Бухгалтер был когда-то первогильдейским купцом, крупным торговцем лошадьми. Сыто рыгнув, он добавил:
— И кроме запрета устраивать кокпары. Какой же праздник без козлодранки?
— Кокпары сегодня будет! — коротко и твердо ответил старый Байжанов.
Когда бишбармак из всех котлов был вчистую съеден, все сабы[35] с кумысом опорожнены, а водка выпита до последней бутылки, гости отправились на кокпары. Пошла на кокпары и Жаукен, пошла рядом с мужем, на ходу выговаривая ему:
— У вас в Жаман-Жоле нет Советской власти? Кокпары запрещено, ты это знаешь, и ты советский педагог!
А Нуржан закричал вдруг визгливо:
— Сзади иди! За женщиной пыль глотать буду? Чему тебя мать учила?

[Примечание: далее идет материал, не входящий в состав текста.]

PR #7680, opened 2025-06-06
Add shutdown reason to exit code propagation

### LINKED ISSUE #7517: CoordinatedShutdown: return non-zero (error) exit code when ActorSystem is removed due to DOWNing

This issue was raised by a support customer - TL;DR; if Akka.NET could force the process to exit when the Split Brain Resolver (SBR) kicks in using a non-zero exit code in situations where the node is downed, that would allow Windows Services to automatically detect a failure and restart the service more easily.

We'd need some way of passing into a parameter like `int exitCode` when we invoke the `CoordinatedShutdown` routine if one doesn't already exist. That could be propagated all the way through until the `clr-exit` stage if it's enabled - and the return code could be set there.

N/A

**Additional context**

This might be useful in non-Windows contexts too, like K8s supervision

Arkatufus:
Fixes #7517

## Changes

* Add exit code output to ActorSystem `WhenTerminated` property and `.Terminate()` method task.
* If the `CoordinatedShutdown` stack was run, its reason will be propagated to the `WhenTerminated` task.
* If "exit-clr" is set, the exit code will be passed to the `Environment.Exit()` call.
* Exit codes conforms to the Linux exit code convention

See: https://manpages.ubuntu.com/manpages/lunar/man3/sysexits.h.3head.html
See: https://manpages.ubuntu.com/manpages/noble/man3/EXIT_SUCCESS.3const.html

### Possible Exit Codes

| Exit code | Description |
|---:|---|
| 0 | `ActorSystem` shutdown cleanly due to `.Terminate()`, `.Abort()`, or normal cluster events |
| 1 | Unknown shutdown cause |
| 3 | [CLUSTER] `ActorSystem` terminated because it is downed |
| 4 | [CLUSTER] `ActorSystem` terminated because it failed to join the cluster |

### DIFF
--- a/src/core/Akka.API.Tests/verify/CoreAPISpec.ApproveCore.DotNet.verified.txt
+++ b/src/core/Akka.API.Tests/verify/CoreAPISpec.ApproveCore.DotNet.verified.txt
@@ -400,6 +400,7 @@ namespace Akka.Actor
         public abstract Akka.Actor.IScheduler Scheduler { get; }
         public abstract Akka.Serialization.Serialization Serialization { get; }
         public abstract Akka.Actor.Settings Settings { get; }
+        public abstract Akka.Actor.CoordinatedShutdown.Reason ShutdownReason { get; }
         public System.TimeSpan StartTime { get; }
         public System.TimeSpan Uptime { get; }
         public abstract System.Threading.Tasks.Task WhenTerminated { get; }
@@ -579,30 +580,41 @@ namespace Akka.Actor
         public class ActorSystemTerminateReason : Akka.Actor.CoordinatedShutdown.Reason
         {
             public static readonly Akka.Actor.CoordinatedShutdown.Reason Instance;
+            public override int ExitCode { get; }
         }
         public class ClrExitReason : Akka.Actor.CoordinatedShutdown.Reason
         {
             public static readonly Akka.Actor.CoordinatedShutdown.Reason Instance;
+            public override int ExitCode { get; }
         }
         public class ClusterDowningReason : Akka.Actor.CoordinatedShutdown.Reason
         {
             public static readonly Akka.Actor.CoordinatedShutdown.Reason Instance;
+            public override int ExitCode { get; }
         }
         public class ClusterJoinUnsuccessfulReason : Akka.Actor.CoordinatedShutdown.Reason
         {
             public static readonly Akka.Actor.CoordinatedShutdown.Reason Instance;
+            public override int ExitCode { get; }
         }
         public class ClusterLeavingReason : Akka.Actor.CoordinatedShutdown.Reason
         {
             public static readonly Akka.Actor.CoordinatedShutdown.Reason Instance;
+            public override int ExitCode { get; }
         }
-        public class Reason
+        public abstract class Reason
         {
             protected Reason() { }
+            public abstract int ExitCode { get; }
+            public static string GetReason(int code) { }
+            public static void RegisterReason(int code, string reason) { }
+            public override string ToString() { }
+            public static bool TryGetReason(int code, out string reason) { }
         }
         public class UnknownReason : Akka.Actor.CoordinatedShutdown.Reason
         {
             public static readonly Akka.Actor.CoordinatedShutdown.Reason Instance;
+            public override int ExitCode { get; }
         }
     }
     public sealed class CoordinatedShutdownExtension : Akka.Actor.ExtensionIdProvider<Akka.Actor.CoordinatedShutdown>
@@ -2025,6 +2037,7 @@ namespace Akka.Actor.Internal
         public override Akka.Actor.IScheduler Scheduler { get; }
         public override Akka.Serialization.Serialization Serialization { get; }
         public override Akka.Actor.Settings Settings { get; }
+        public override Akka.Actor.CoordinatedShutdown.Reason ShutdownReason { get; }
         public override Akka.Actor.IInternalActorRef SystemGuardian { get; }
         public override System.Threading.Tasks.Task WhenTerminated { get; }
         public override void Abort() { }
--- a/src/core/Akka.Tests/Actor/ActorSystemSpec.cs
+++ b/src/core/Akka.Tests/Actor/ActorSystemSpec.cs
@@ -214,10 +214,10 @@ namespace Akka.Tests.Actor
         }
 
         [Fact]
-        public async Task ActorSystem_exit_code_must_be_OK_on_terminate()
+        public async Task ActorSystem_shutdown_reason_must_be_Ok()
         {
-            var shutdownResult = await Sys.Terminate();
-            shutdownResult.Should().Be((int)CoordinatedShutdown.CommonExitCodes.Ok);
+            await Sys.Terminate();
+            Sys.ShutdownReason.ExitCode.Should().Be(0);
         }
 
         [Fact]
--- a/src/core/Akka.Tests/Actor/ActorSystemSpec.cs
+++ b/src/core/Akka.Tests/Actor/ActorSystemSpec.cs
@@ -221,14 +221,6 @@ namespace Akka.Tests.Actor
         }
 
         [Fact]
-        public async Task ActorSystem_exit_code_must_be_ABORT_on_abort()
-        {
-            ((ExtendedActorSystem)Sys).Abort();
-            var shutdownResult = await Sys.WhenTerminated;
-            shutdownResult.Should().Be((int)CoordinatedShutdown.CommonExitCodes.Abort);
-        }
-
-        [Fact]
         public async Task Reliably_create_waves_of_actors()
         {
             var timeout = Dilated(TimeSpan.FromSeconds(20));
--- a/src/core/Akka.Tests/Actor/ActorSystemSpec.cs
+++ b/src/core/Akka.Tests/Actor/ActorSystemSpec.cs
@@ -23,6 +23,7 @@ using Akka.Event;
 using Akka.TestKit.Extensions;
 using FluentAssertions.Execution;
 using Akka.Tests.Util;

Жаукен остановилась, посмотрела молча на мужа и свернула в сторону. Она подошла к маленькому холму, на котором сидели в одиночестве аульные комсомольцы. Их было всего пятеро, шестого — экспедитора Кагена — на холме почему-то не было. А место Нуржана было на белой кошме, среди торжественных бород аксакалов, судей кокпары. Нуржан сел рядом с отцом и пьяным бухгалтером, почетным гостем.
— Какой приз победителю будет? — спросил он.
Бухгалтер оживился:
— Самый лучший приз! Четверть, водки, доска кирпичного чаю и будильник. Шикарно?
— Уй-бай, разве это приз? — скорбно покачал головой старший Байжанов. — Вот прежде были призы: девять коней, девять коров, девять овец и юрта из белой кошмы. Вот это приз! Целое богатство!
34
Ученик медресе.
35
Кожаный мешок из шкуры, целиком снятой с лошади.